If this works, it’s a powerful incentive. Bag a rabbit, and in one fell swoop you eliminate a thieving varmint, procure an excellent meal, and get yourself a nice soft fur.

I want a first-hand hat.

10 people are having a conversation about “Going into hiding

  1. Well done! You should sell them! I am trying to coerce my husband to bring me the hide from the next coyote he gets. They are full of beautiful colors, and I want one as a throw for a lounge chair in our room. I love the story about your grandfather. Is there anybody who doesn’t like a good story about their ancestors?

  2. Your family just gets more interesting with every blog post. Which also brings up the question: why is it a pool SHARK but a card SHARP? (As we managed to hijack a very erudite post concerning classism and make it about shoes, I thought I’d continue the trend…)

    I use some of our rabbit skins around dog training dummies, and do just as you did: scrape and salt. They last a good long time, even after repeated rehydrated with dog slobber. A first-hand hat would be fabulous. Sewn up with dried sinews? Or is that the slippery slope between “first-hand” to “holed up in your compound with supplies”?

  3. Pretty cool information to have up one’s sleeve.

    The other thing you can do with rabbit skins, is make rabbit skin glue, which is probably only useful if you’re given to oil painting or woodworking.

    Nahhh…make a hat. it’ll be good practice for when you get that raccoon, for which I’m rooting. The coonskin hat, not the raccoon.

  4. Congrats on your rabbit skin, Tamar! I kept rabbits for several years, and skinned four of them (along with a number of interesting roadkill critters). Although I’ve heard of salting hides to keep them from rotting, my understanding was that they would end up much less pliable than skins tanned with brains or egg yoke (I used egg yoke on mine, but every animal is said to have enough brains to tan its own hide).

    I’m curious to know if your rabbit skin ends up soft and cuddly through salting. Are you also able to bypass the smoking process with this salt curing method? Incidentally, I have what would now be about an eight-year-old salted deer hide in a plastic bag in my greenhouse. Maybe it’ll be easier to tan than I thought, though scraping is probably the most time-intensive part of the process.

    • Oooh, please tell us about doing it with egg-yolks.

      They’re easier to get around here than brains.

      • Like I said, it’s been a few years, but my recollection is that I separated out the yokes and worked them into the already scraped hide with my hands, as you would with brains. Then you just stretch the hide until it’s thoroughly dried (no small feat, especially with larger animals) and smoke it. Be sure the smoke is cool (no raging fires here), as you don’t want to cook the hide. After smoking, the hide can get wet and dry out again without becoming stiff.

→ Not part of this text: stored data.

PR #11292, opened 2022-07-13
feat: custom dates and or conditions [DHIS2-13383]

gnespolino:


dhis-2/dhis-api/src/main/java/org/hisp/dhis/common/CustomDateHelper.java
```diff
@@ -0,0 +1,156 @@
...
+import java.util.Arrays;
+import java.util.Set;
+import java.util.function.Function;
+import java.util.function.Predicate;
+import java.util.stream.Collectors;
+import java.util.stream.Stream;
+
+import org.apache.commons.lang3.StringUtils;
+
+public class CustomDateHelper
```
maikelarabori, line 44: Would be nice adding a Javadoc for the class and add some unit tests for this helper.

maikelarabori (approved):
Looks good @gnespolino, just added one minor comment.

Cheers,
Maikel

d-bernat (approved):

PR #11296, opened 2022-07-14
chore: improvements around data element deletion [DHIS2-5761]

jbee:
### Summary
Some more improvements related to deletion of data elements to move work towards the database and avoid loading unnecessary data into memory.

### Automatic Testing
Existing tests

### Manual Testing
Simple scenario
* create new data element
* delete newly created data element => success

Scenario with predictor
* create new data element
* create a new predictor and set the newly created data element as output of the predictor
* try to delete newly created data element => not allowed

### DIFF
--- a/dhis-2/dhis-support/dhis-support-system/src/main/java/org/hisp/dhis/system/deletion/JdbcDeletionHandler.java
+++ b/dhis-2/dhis-support/dhis-support-system/src/main/java/org/hisp/dhis/system/deletion/JdbcDeletionHandler.java
@@ -27,6 +27,7 @@
  */
 package org.hisp.dhis.system.deletion;
 
+import java.util.List;
 import java.util.Map;
 
 import org.springframework.beans.factory.annotation.Autowired;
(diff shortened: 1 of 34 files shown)


mortenoh (approved):

dhis-2/dhis-support/dhis-support-system/src/main/java/org/hisp/dhis/system/deletion/JdbcDeletionHandler.java
```diff
@@ -63,4 +64,14 @@ protected final int delete( String sql, Map<String, Object> parameters )
     {
         return npTemplate.update( sql, parameters );
     }
+
+    protected final String firstMatch( String sql, Map<String, Object> parameters )
+    {
+        if ( !sql.toLowerCase().contains( "limit 1" ) )
```
larshelge, line 70: A minor improvement here would be to do a regex check for `limit [0-9]+` as in theory the SQL could contain a limit clause for another limit (e.g. 10), and if appending another limit clause, it would crash.

larshelge (approved):

PR #11300, opened 2022-07-18
fix: Enable some disabled tests [TECH-1254]

enricocolasante:


dhis-2/dhis-test-integration/src/test/java/org/hisp/dhis/dxf2/events/EventImportTest.java
```diff
@@ -166,12 +166,6 @@ class EventImportTest extends TransactionalIntegrationTest
 
     private static final SimpleDateFormat simpleDateFormat = new SimpleDateFormat( DateUtils.ISO8601_NO_TZ_PATTERN );
 
-    @Override
-    public boolean emptyDatabaseAfterTest()
```
teleivo, line 170: Is this unused? Or not needed anymore?
Cleaning up after tests seems like something we want 😬

dhis-2/dhis-test-integration/src/test/java/org/hisp/dhis/dxf2/sync/TrackerSynchronizationTest.java
```diff
@@ -31,180 +31,76 @@
...
     }
 
     @Override
     public void setUpTest()
     {
         userService = _userService;
-        currentSession = sessionFactory.getCurrentSession();
         User user = createUserWithAuth( "userUID0001" );
-        currentSession.save( user );
-        subject = new JacksonTrackedEntityInstanceService( teiService, trackedEntityAttributeService,
```
teleivo, line 202: is the subject never used?

dhis-2/dhis-test-integration/src/test/java/org/hisp/dhis/audit/AuditRepositoryTest.java
```diff
@@ -360,30 +359,10 @@ void testCompressDecompress()
...
-            String uid = CodeGenerator.generateUid();
-            String code = CodeGenerator.generateUid();
-            Audit audit = Audit.builder().auditType( AuditType.CREATE ).auditScope( AuditScope.AGGREGATE )
-                .createdAt( LocalDateTime.of( 2000, 1, 1, 0, 0 ) ).createdBy( "test-user" )
-                .klass( DataElement.class.getName() ).uid( uid ).code( code ).data( "{}" ).build();
-            audits.add( audit );
-        } );
-        Timer timer = new Timer().start();
-        audits.forEach( audit -> auditRepository.save( audit ) );
-        System.err.println( "Single Insert: " + timer.getTimeInS() + "s" );
```
teleivo, line 377: Looks like these 2 tests are testing different things (just briefly looking at the assertion/println). Why did you decide to remove one?

teleivo (commented):
added some questions 😄

dhis-2/dhis-test-integration/src/test/java/org/hisp/dhis/audit/AuditRepositoryTest.java
enricocolasante: I removed the single insert 200K because it is already covered and it is more a performance test, it takes 4 minutes in my machine.
I enabled the batch one and decreased the number of insert in order to have an acceptable run time and still testing the save of multiple audits that was not covered

dhis-2/dhis-test-integration/src/test/java/org/hisp/dhis/dxf2/sync/TrackerSynchronizationTest.java
enricocolasante: It is used but we can autowire it instead of manually created and manually inject all the dependencies

dhis-2/dhis-test-integration/src/test/java/org/hisp/dhis/dxf2/events/EventImportTest.java
enricocolasante: Sure, this is why empty the database is the default behaviour.
I am not even sure we should allow to override it.

jbee (approved):

stian-sandvold (approved):

dhis-2/dhis-test-integration/src/test/java/org/hisp/dhis/dxf2/events/EventImportTest.java
teleivo: I don't think we should allow overriding it 🤔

        Brings back some fond memories! I’ll have to go investigate that deer hide in the greenhouse.

  5. what you’ve got is rawhide. Tanning is a step or two further.

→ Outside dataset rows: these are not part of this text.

PR #11307, opened 2022-07-19
fix: abort deletion on exception in handlers [DHIS2-13499]

jbee:
### Summary
Current behaviour is:

* if a deletion veto handler throws an exception (that is not the `DeleteNotAllowedException`) during veto phase the deletion handling is aborted effectively skipping other veto handler and certainly skipping all deletion handler (that change/remove linkage)
* if a deletion handler throws an exception (any) deletion handling is aborted and all further deletion handlers are skipped
Since no exception is re-thrown the code triggering the deletion event will continue and delete the object triggering the deletion event (unless this fails due to a FK constraint in the DB).

This can leave the DB in an inconsistent state that is mostly unpredictable and certainly undesirable. 

The target behaviour is:

* if an exception is thrown (not `DeleteNotAllowedException`) either during veto or deletion loop the manager will throw a `DeleteNotAllowedException` to effectively prevent the deletion to keep the database in an consistent state. 

This is certainly not ideal either as any issue in one of the deletion handler will prevent deletion from happening. This might cause situations where deletion is not possible to perform because the reasons of the exception are due to an programming error or a database state that cannot be repaired using the UI.

### DIFF
--- a/dhis-2/dhis-api/src/main/java/org/hisp/dhis/feedback/ErrorCode.java
+++ b/dhis-2/dhis-api/src/main/java/org/hisp/dhis/feedback/ErrorCode.java
@@ -228,6 +228,9 @@ public enum ErrorCode
     E4052( "For program rule variable with name `{0}` following keywords are forbidden : and , or , not" ),
     E4053( "Program stage `{0}` must reference a program." ),
 
+    /* Metadata Validation (continued) */
+    E4060( "Object could not be deleted: {0}" ),
+
     /* SQL views */
     E4300( "SQL query is null" ),
     E4301( "SQL query must be a select query" ),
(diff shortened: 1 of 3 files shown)


jbee:
FYI: The failing tests are unrelated, see https://dhis2.slack.com/archives/G4513PWGY/p1658238316990209

mortenoh (approved):

larshelge (approved):

larshelge:
Sounds good @jbee . I think it is safest to abort deletion if any exception happens.

There is one integration test failure which may or may not be related, good to check out:

```
Error:  org.hisp.dhis.tracker.programrule.ProgramRuleIntegrationTest.testImportEventInProgramStageSuccessWithWarningRaised  Time elapsed: 0.19 s  <<< FAILURE!
org.opentest4j.AssertionFailedError: expected: <E1308> but was: <E1300>
```

jbee:
That might indeed be related, I check when I am back from vacation.

larshelge:
Seems like the failures are unrelated, will go ahead and merge.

    All hide curing I’ve heard of begins with salt. I think the salt sucks all the water and a fair amount of fat out. I tan deer and elk and they can be heavy and thick in the fall.

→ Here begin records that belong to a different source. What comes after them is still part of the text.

PR #11308, opened 2022-07-19
ci: use jib to build DHIS2 Docker image [TECH-1279]

teleivo:
## TL;DR

* build Docker image using [Jib](https://github.com/GoogleContainerTools/jib) specifically its [Maven plugin](https://github.com/GoogleContainerTools/jib/tree/master/jib-maven-plugin#jib---containerize-your-maven-project)
* run e2e tests using the Jib image

what we gain

* no bespoke build code needed to build Docker image using best practices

    The price of many furs have gone up of late due to demand from the Chinese market, all that new found affluence. Sometimes in cold climes you’ll still see people with coyote or wolf fur around the hood of their parkas, it keeps the frost from your breath from building up.

    I like this process best for buckskin, some of the softest leather, and I like the smell of neatsfoot oil.


    There are some recipes which call for rawhide but that’s another story.

  6. Sweet. You’re making yourself a hat out of the thing. Lesson learned–never trust yourself when you automatically think something is going to be incredibly difficult. Since they tend to be really easy things to do. It’s the “that’ll be easy” thoughts we have to be wary of. Those projects are usually the toughest!